In Russia, the show aired on December 17, 2008, on TV-3.

It has also been aired internationally to the U.S. Military on the American Forces Network (AFN) in 2008.

In Slovakia, the show began airing on January 7, 2009, on TV JOJ.

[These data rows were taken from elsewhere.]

PR #699, opened 2025-03-11
refactor pause logic

scmeggitt:
**What this PR does / why we need it**: This PR refactors the pause logic to use either the pause annotation or check the capi cluster resource associated with the resource. To do this, I have added logic that adds the cluster-name label to resources reference by the linode cluster (vpc) or linode machine (placement group, firewall). If you want to pause an individual resource, you can add the annotation; however, if we want the cluster.spec.paused value to trickle down, we need to associate resources with cluster. This is needed for clusterctl move which will remove all annotations on a resource during the delete process, meaning resources depending only on that pause annotation will be deleted.

Fixes #

**TODOs**:

- [ ] squashed commits
- [ ] includes documentation
- [ ] adds unit tests


internal/controller/linodecluster_controller.go
```diff
@@ -115,57 +114,42 @@ func (r *LinodeClusterReconciler) Reconcile(ctx context.Context, req ctrl.Reques
...
-	return r.reconcile(ctx, clusterScope, logger)
-}
-
-func (r *LinodeClusterReconciler) reconcilePause(ctx context.Context, clusterScope *scope.ClusterScope, logger logr.Logger) error {
-	// Pausing a cluster pauses the VPC as well.
-	// First thing to do is handle a paused Cluster. Paused clusters shouldn't be deleted.
-	isPaused, conditionChanged, err := paused.EnsurePausedCondition(ctx, clusterScope.Client, clusterScope.Cluster, clusterScope.LinodeCluster)
-	if err != nil {
-		return err
+	if _, _, err := paused.EnsurePausedCondition(ctx, clusterScope.Client, clusterScope.Cluster, clusterScope.LinodeCluster); err != nil {
```
tchinmai7, line 117: does it make sense to do `err != nil || isPaused` ? effectively replaces the next condition?

scmeggitt: yeah that is fair

internal/controller/linodecluster_controller.go
```diff
@@ -115,57 +114,42 @@ func (r *LinodeClusterReconciler) Reconcile(ctx context.Context, req ctrl.Reques
...
-	vpcPatchHelper, err := patch.NewHelper(&linodeVPC, clusterScope.Client)
-	if err != nil {
-		return fmt.Errorf("failed to build patch helper for linode VPC object: %w", err)
+	if _, ok := labels[clusterv1.ClusterNameLabel]; ok {
+		return nil
 	}
-	return vpcPatchHelper.Patch(ctx, &linodeVPC)
+	labels[clusterv1.ClusterNameLabel] = clusterScope.LinodeCluster.Name
+	linodeVPC.SetLabels(labels)
+	return clusterScope.Client.Update(ctx, &linodeVPC)
```
tchinmai7, line 152: should we wrap this in a retry.OnConflict() something?

internal/controller/linodecluster_controller.go
```diff
@@ -201,7 +185,8 @@ func (r *LinodeClusterReconciler) reconcile(
 		return res, err
 	}
 
-	if err := r.reconcilePause(ctx, clusterScope, logger); err != nil {
+	err := r.reconcileVPCLabel(ctx, clusterScope, logger)
+	if err != nil {
```
tchinmai7, line 189: nit: 
```suggestion
	if err := r.reconcileVPCLabel(ctx, clusterScope, logger); err != nil {
```

internal/controller/linodecluster_controller_test.go
```diff
@@ -329,8 +332,7 @@ var _ = Describe("cluster-lifecycle", Ordered, Label("cluster", "cluster-lifecyc
 					clusterKey := client.ObjectKeyFromObject(&linodeCluster)
 					Expect(k8sClient.Get(ctx, clusterKey, &linodeCluster)).To(Succeed())
 					Expect(linodeCluster.Status.Ready).To(BeTrue())
-					Expect(linodeCluster.Status.Conditions).To(HaveLen(4))
-					Expect(conditions.Get(&linodeCluster, clusterv1.PausedV1Beta2Condition).Status).To(Equal(metav1.ConditionFalse))
+					Expect(linodeCluster.Status.Conditions).To(HaveLen(3))
```
tchinmai7, line 335: are we removing paused conditions from the LinodeCluster?

util/reconciler/annotations.go
```diff
@@ -0,0 +1,14 @@
...
+
+import (
+	metav1 "k8s.io/apimachinery/pkg/apis/meta/v1"
+	clusterv1 "sigs.k8s.io/cluster-api/api/v1beta1"
+	"sigs.k8s.io/cluster-api/util/annotations"
+)
+
+func IsPaused(cluster *clusterv1.Cluster, o metav1.Object) bool {
+	if cluster != nil {
+		return annotations.IsPaused(cluster, o)
```
tchinmai7, line 11: shouldn't we look at `cluster.spec.paused`?

internal/controller/linodecluster_controller.go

In France, the first four episodes were aired on March 7, 2009, on M6.

In Singapore, the show aired on November 11, 2009, on MediaCorp Channel 5.

In Italy, the show is airing on La5, but before on Canale 5 in July 2010.

In Germany, the show airs on VOX.

==Novels==
The following James Patterson Women's Murder Club novels have been released:
- 1st to Die
- 2nd Chance
- 3rd Degree
- 4th of July
- 5th Horseman
- 6th Target
- 7th Heaven
- 8th Confession
- 9th Judgement
- 10th Anniversary
- 11th Hour
- 12th of Never
- Unlucky 13
- 14th Deadly Sin
- 15th Affair
- 16th Seduction
- 17th Suspect
- 18th Abduction
- 19th Christmas
- 20th Victim
- 21st Birthday
- 22 Seconds
• 23rd Midnight
• 24th Hour

==Video games==
The show generated a series of spin-off games on the PC, Mac and Nintendo DS. For the PC and Mac, four hidden objects games were released: Death in Scarlet (2008), Darker Shade of Grey (2009), Twice in a Blue Moon (2009) and Little Black Lies (2010). Women's Murder Club: Games of Passion was released in 2009.